600-year-old blocks of ice which hold key to climate analysis displayed at Science Museum

By Culture24 Staff | 13 December 2010
A photo of two ice cores
Ice cores containing air dating to 1410 have gone on show at the Science Museum
A glacier containing 600-year-old blocks of ice full of air trapped in Antarctica has gone on display at the Science Museum in London.

The “ice core”, collected by drilling teams from the UK and US during the British Antarctic Survey of 1989, will be shown inside a specially adapted medical freezer in the futuristic new Atmosphere climate change gallery.

The cylinders of ice hold tiny bubbles of air revealing the composition of the earth and carbon dioxide levels in the atmosphere, giving scientists crucial information in their attempts to analyse global warming.

“Ice cores reveal a record of climate and environmental change covering many hundreds of thousands of years,” says Professor Chris Rapley, the Director of the Science Museum.

“In my experience the sight and story of the extraction of ice cores, and what they tell us, never fails to enthral.

“Being confronted with a piece of ice that fell as snowfall, tens, hundreds, or even hundreds of thousands of years ago, and being able to see for yourself the bubbles of ancient air trapped within it, is like travelling back in time and is a significant moment for anyone, including the climate scientists.

“I have witnessed the awe-inspiring ‘epiphany moment’ these cores of ice can have on people as they view, or even better, feel and listen to an ephemeral object brought back to us from almost unimaginable depths of time.”

The cores show that the amount of carbon dioxide in the atmosphere has varied between 180 parts per million, during ice ages, to 300 parts per million in warm periods. The mean temperature of the Earth has also cooled and warmed by as much as ten degrees Celsius in the Polar regions.

“Today the level of CO2 in the atmosphere is close to 390ppm, 35% higher than at any time in the past 800,000 years, and is continuing to increase at a rate of 2ppm per year, which is 100 times faster than any other significant change we’ve seen in the ice core record,” explained renowned glaciologist Dr Robert Mulvaney, of the Survey team.

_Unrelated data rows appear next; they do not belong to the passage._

PR #834, opened 2016-11-11
Fix implementation of logNormal

killeent:
Current implementation was broken. See numpy:

https://github.com/numpy/numpy/blob/c90d7c94fd2077d0beca48fa89a423da2b0bb663/numpy/random/mtrand/distributions.c#L691

for a correct implementation, which we adopted here.

Test Plan:

- Add unit test, stolen from cutorch

### DIFF
--- a/lib/TH/THRandom.c
+++ b/lib/TH/THRandom.c
@@ -255,10 +255,8 @@ double THRandom_cauchy(THGenerator *_generator, double median, double sigma)
    M'enfin. */
 double THRandom_logNormal(THGenerator *_generator, double mean, double stdv)
 {
-  double zm = mean*mean;
-  double zs = stdv*stdv;
   THArgCheck(stdv > 0, 2, "standard deviation must be strictly positive");
-  return(exp(THRandom_normal(_generator, log(zm/sqrt(zs + zm)), sqrt(log(zs/zm+1)) )));
+  return(exp(THRandom_normal(_generator, mean, stdv)));
 }
 
 int THRandom_geometric(THGenerator *_generator, double p)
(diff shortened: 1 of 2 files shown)


fmassa:
Are you sure about this? Torch's implementation  seems to be consistent with Matlab's https://fr.mathworks.com/help/stats/lognstat.html

soumith:
okay so it seems this:

numpy and curand generate a lognormal distribution taking in the mean and stdv of the underlying normal distribution.

torch (and seems like matlab) generate a lognormal distribution taking in the mean and stdv of the currently generated numbers.

soumith:
actually, @fmassa you are wrong.
Torch has gotten logNormal wrong.

In [Matlab](https://www.mathworks.com/help/stats/lognrnd.html), [SciPy](https://docs.scipy.org/doc/numpy/reference/generated/numpy.random.lognormal.html) and in [curand](http://docs.nvidia.com/cuda/curand/host-api-overview.html#generation-functions), logNormal does the same thing. It generates a distribution with mean and stdv given which are of the underlying normal distribution.
I'll merge this in.

fmassa:
@soumith sorry, I was wrong and the behaviour of matlab, numpy and curand seems to be consistent, my bad.

I got confused because I thought that `torch.logNormal` was supposed to generate samples from a log normal distribution with the mean and std that is provided by the user.
So if one do
```
N = 10000
mean = 2
std = 4
t = torch.Tensor(N):logNormal(mean, std)
print(t:mean())
print(t:std())
```
I would expect `t:mean()` to be close to 2, and `t:std()` to be close to 4, and that's what the old behaviour of torch used to do.

But that's not what matlab/numpy/curand do, so it's better to be consistent with them.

“Ice cores have allowed us to see in detail that greenhouse gases are so well-related to temperature and have brought the world’s attention to the fact that carbon dioxide and methane levels are now at levels far higher than they’ve ever been in the last 800,000 years.”

The Gallery has accompanied the core with a collection of portraits, notebooks and objects highlighting the work of four climate science pioneers – inventor Guy Callendar, physicist John Tyndall, Swedish chemist Svante Arrhenius and Jean Baptiste Joseph Fourier, who is widely credited with discovering the Greenhouse Effect.